Where were you on 9/11/01

Reflecting on the events of that day I've come to realize that USA came out the "winner". The terrorists thought they could bring us to our knees by making such a bold attack. Instead, they strengthened this country even more.

Well said! :thumbsup2

I had just finished walking around a local pond with my kids. We were in the car on the way home when the host of the morning show announced a plane had hit the WTC. Since this show often has jokes and such, the host made a point to say this is serious, this is not a joke. By the time I got home and turned on the tv the 2nd plane had hit and I watched the rest unfold from there. I spent a lot of time on the DIS talking to others. It was nice to be able to "talk" to other adults that day.
 
I was a junior in college, doing laundry after one of my classes. i heard it first on the radio and then spent the rest of the day watching TV.

I first got back into the city on the 14th, when my friends organized a singing vigil on the West Side Highway. We (mostly members of the NYC Gay Men's Chorus) sang songs to the many recovery workers as they went back and forth across the police barrier at Chambers St. I will never forget what the city looked like, and especially smelled like. After the vigil, we walked to St. Vincent's Hospital (which no longer exists), the outer facade of which was papered with Missing posters of loved ones who had never come home that day.

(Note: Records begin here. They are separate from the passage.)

PR #2277, opened 2021-06-29
Classifier: use DOMPointReadOnly for drawing

eatyourgreens:
Remove `SVGContext` from `InteractionLayer`. Use `DOMPointReadOnly`, if supported, instead of `SVGPoint`, which allows us to remove the passed SVG element from context. I've also renamed the passed element from `svg` to `canvas`, and this is passed down in order to perform matrix transformations on dragged tools etc.

Follows up on the changes in #2255.

Package:
lib-classifier

# Review Checklist

## General

## Components

## Apps

- [ ] Does it work on mobile?

## Publishing

## Post-merging

### DIFF
--- a/packages/lib-classifier/src/components/Classifier/components/SubjectViewer/components/InteractionLayer/InteractionLayer.js
+++ b/packages/lib-classifier/src/components/Classifier/components/SubjectViewer/components/InteractionLayer/InteractionLayer.js
@@ -63,7 +63,7 @@ function InteractionLayer({
   function createPoint(event) {
     const { clientX, clientY } = event
     // SVG 2 uses DOMPoint
-    if (document.DOMPointReadOnly) {
+    if (window.DOMPointReadOnly) {
       return new DOMPointReadOnly(clientX, clientY)
     }
     // SVG 1.1 uses SVGPoint
--- a/packages/lib-classifier/src/components/Classifier/components/SubjectViewer/components/InteractionLayer/InteractionLayer.js
+++ b/packages/lib-classifier/src/components/Classifier/components/SubjectViewer/components/InteractionLayer/InteractionLayer.js
@@ -34,7 +34,7 @@ function InteractionLayer({
   duration
 }) {
   const [creating, setCreating] = useState(false)
-  const svg = useRef()
+  const canvas = useRef()
 
   useEffect(
     function onDeleteMark() {
@@ -66,13 +66,6 @@ function InteractionLayer({
     if (window.DOMPointReadOnly) {
       return new DOMPointReadOnly(clientX, clientY)
     }
-    // SVG 1.1 uses SVGPoint
-    if (svg.current?.createSVGPoint) {
-      const svgPoint = svg.current.createSVGPoint()
-      svgPoint.x = clientX
-      svgPoint.y = clientY
-      return svgPoint
-    }
     // jsdom doesn't support SVG
     return {
       x: clientX,
@@ -83,7 +76,7 @@ function InteractionLayer({
   function getEventOffset(event) {
     const svgPoint = createPoint(event)
     const svgEventOffset = svgPoint.matrixTransform ?
-      svgPoint.matrixTransform(svg.current?.getScreenCTM().inverse()) :
+      svgPoint.matrixTransform(canvas.current?.getScreenCTM().inverse()) :
       svgPoint
     return svgEventOffset
   }
@@ -157,11 +150,9 @@ function InteractionLayer({
   }
 
   return (
-    <svg
-      ref={svg}
-      xmlns="http://www.w3.org/2000/svg"
-    >
+    <>
       <DrawingCanvas
+        ref={canvas}
         disabled={disabled || move}
         pointerEvents={move ? 'none' : 'all'}
         width={width}
@@ -185,8 +176,8 @@ function InteractionLayer({
           scale={scale}
           played={played}
         />
-      )}
-    </svg>
+    )}
+    </>
   )
 }
 
--- a/packages/lib-classifier/src/components/Classifier/components/SubjectViewer/components/InteractionLayer/InteractionLayer.js
+++ b/packages/lib-classifier/src/components/Classifier/components/SubjectViewer/components/InteractionLayer/InteractionLayer.js
@@ -1,8 +1,7 @@
 import cuid from 'cuid'
 import PropTypes from 'prop-types'
-import React, { useEffect } from 'react'
+import React, { useEffect, useRef, useState } from 'react'
 import styled, { css } from 'styled-components'
-import SVGContext from '@plugins/drawingTools/shared/SVGContext'
 import DrawingToolMarks from './components/DrawingToolMarks'
 import TranscribedLines from './components/TranscribedLines'
 import SubTaskPopup from './components/SubTaskPopup'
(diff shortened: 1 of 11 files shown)


eatyourgreens:
Using nested SVGs has done something weird to the viewbox. 🤔 

A zoomed-in cat photo from I Fancy Cats. The photo is cropped, rather than filling the subject viewer.

shaunanoordin:
> Using nested SVGs has done something weird to the viewbox. 🤔

That's weird, the annotations (layer) is being clipped to the... inner SVG's (transform layer's) viewbox? Let me see if I can pinpoint what's up

eatyourgreens:
It might be that it needs to be explicitly styled to fill its parent.

shaunanoordin:
I was looking if SVG element had an `overflow` property, but [it's not widely supported yet,](https://developer.mozilla.org/en-US/docs/Web/SVG/Attribute/overflow) blagh

shaunanoordin:
Not sure if this [SVG 2.0 tidbit about clipping is relevant,](https://www.w3.org/TR/2013/WD-SVG2-20130409/masking.html#InitialClippingPath) since it's hard to grok.

> When an ‘svg’ element is either the root element in the document or is embedded within a document whose layout is determined according to the layout rules of CSS or XSL, then the user agent must establish an initial clipping path for the SVG document fragment. 

But what's really baffling me is that _in SVGs if you have any clipping/masking, you usually have to be explicit about it._

shaunanoordin:
Findings so far:

- Clipping is the result of nesting `<svg>`s. Each `<svg>` will limit the visibility of its children to its respective viewbox.
  - (Edit: huh, this might be intended. It seems that Inkscape is rendering _nested SVGs without clipping,_ and [somebody's complaining about it](https://gitlab.com/inkscape/inkscape/-/issues/1671))
- Upon further review, I'm not sure if we even need to support SVG 1.0's SVGPoint any more.
  - Anything that supports only SVG 1.0 and not SVG 2.0 will probably encounter other breaking issues with drawing tools, TBH.
  - Just supporting 1. DOMPoint and 2. a fallback for jsdom seems sufficient. 👌

eatyourgreens:
Aha! Then I will change them back to groups tomorrow, and drop `SVGPoint`. 

I think nesting SVGs reset the coordinate frame of their children too.

eatyourgreens:
@shaunanoordin I've updated this to remove the nested SVGs and drop `SVGPoint`. I think you're right: browsers that support pointer events will also support [`DOMPoint`](https://developer.mozilla.org/en-US/docs/Web/API/DOMPoint). All the matrix calculations are now handled by a styled group (`<g>`), which I've renamed from `svg` to `canvas` in the context. Dropping `SVGPoint` means we no longer have to pass around a ref to the parent SVG element, which simplifies a bit of code.

packages/lib-classifier/src/components/Classifier/components/SubjectViewer/components/InteractionLayer/InteractionLayer.js
```diff
@@ -1,8 +1,7 @@
 import cuid from 'cuid'
 import PropTypes from 'prop-types'
-import React, { useEffect } from 'react'
+import React, { useEffect, useRef, useState } from 'react'
```
shaunanoordin, line 3: [minor] I'm not sure where this branch is in regards to its base, but we've got an `import React` here that'll be reintroduced(??) after that standard was removed recently in #2288

shaunanoordin (approved):
## PR Review

Package: `lib-classifier`
Affects: Drawing task, drawing tools, image navigation (pan/zoom)
Fixes #2268 

This PR is a refactor of the SVG system used to display Subject images and support Drawing Tasks.

- [major] The Drawing tasks/tools system no longer relies on the old SVGPoint, and now fully supports DOMPoint for creating (x,y) coordinates on our <svg>s
  - DOMPoint is the way to go! 👍 
  - A fallback has been added to ensure tests continue to work. (jsdom has no idea wtf a DOMPoint is.)
- Interaction Layer is now disconnected from the svg context. (But still works! See dev notes)
- Only the transform layer (of each Subject Viewer type) is passed around the svg context, as `canvas`

Code read looks good, tests look good! 👍 

### Dev notes

- The Interaction Layer no longer needs a connection to the svg context.
  - This is interesting! I thought you needed a handle on the transform layer - i.e. the previous svgContext.transformLayer.getScreentCTM - but turns out the Interaction Layer (DrawingCanvas) itself can detect the transforms applied by using DrawingCanvas.getScreenCTM()
- [minor][code style] There might be a very minor naming confusion between the `canvas` ref in InteractionLayer and svgContext.`canvas` used everywhere else.
  - The `canvas` in InteractionLayer refers to _the interaction layer itself_ which captures mouse/touch input, so that's 👍 
  - The `canvas` passed around via svgContext (on a per subjectViewerType responsibility basis) actually refers to a _transform layer, or <g#transform />_
  - No suggestions and no strong feelings, just an observation for now.

### Testing

Tested on localhost, using macOS 10.12.16 + Chrome 91 unless otherwise noted. Testing on `app-project`, not lib-classifier, to catch any project-page-specific gotchas. (There were none.)

**Scenario 1:** basic project (I Fancy Cats)
- URL: http://localhost:3000/projects/brooke/i-fancy-cats/classify/workflow/693?env=staging
- Basic project looks fine. I can load the home page, navigate to Classify, answer single/multiple answer tasks, submit Classification.
- I can pan using mouse (drag), zoom/rotate with UI buttons. 👍 
- I can create Point and Ellipse annotations (Drawing Task) 👍 
  - I can edit existing marks (drag to move Point + Ellipse, drag to resize Ellipse), and delete existing marks.

**Scenario 2:** precision coordinates + image rotation + rotating drawing marks:
- URL: http://localhost:3000/projects/darkeshard/prototype-2015/classify/workflow/18372?env=production
- I can create Rectangle, RotateRectangle, and Ellipse annotations (Drawing Task) 👍 
  - I can edit existing marks (drag to move all, drag to resize _Rectangle and Ellipse_), and delete existing marks.
- I can rotate the Subject image and perform the previous actions. 👍 
- All annotations are submitted with the correct coordinates (i.e. relative to the Subject image, not relative to the screen), regardless of Subject image rotation. 👍 

**Scenario 3:** grid tool/Subject Group Viewer
- URL: http://localhost:3000/projects/darkeshard/survos-testing-2020-subject-group-viewer/classify/workflow/3412?env=staging
- I can pan using mouse (drag), zoom/rotate with UI buttons. 👍 
- I can click to mark cells for annotation. 👍 
Additional tests:
- Scenario 2 looks good on Safari 14.

Known issues (not related to this PR):
- When the Subject image is rotated, dragging-to-pan the subject image doesn't work properly.
- RotateRectangle tool has weird drag-to-resize behaviour once rotated
- Safari 12 just borks with drawing tasks.

### Status

LGTM! 👍

packages/lib-classifier/src/components/Classifier/components/SubjectViewer/components/InteractionLayer/InteractionLayer.js
eatyourgreens: I ran the React import codemod across the NextJS apps but I've left the libraries alone. This shouldn't make a difference at the moment.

Of all of that, the saddest part of 9/11 was that it was the beginning. Without getting political, there were so many innocent lives lost in retaliation for those events, and so little support provided for the survivors. Those who volunteered for weeks on end at Ground Zero suffer cancer at a much higher rate than people of their same demographics, and many are not insured.

There were no winners in the aftermath of 9/11. We are all poorer for what happened.
 
I was on the phone with my sister-in-law in Boston. It was my second day as a stay at home mom and I had just dropped my son off for his first day of preschool and was feeding my baby. My SIL had recently had a baby and was asking me a question. I had talked to my brother the night before, and he was supposed to be on a flight from Boston to LA that morning and during our chit chat, my SIL told me that my brother's boss had cancelled the trip.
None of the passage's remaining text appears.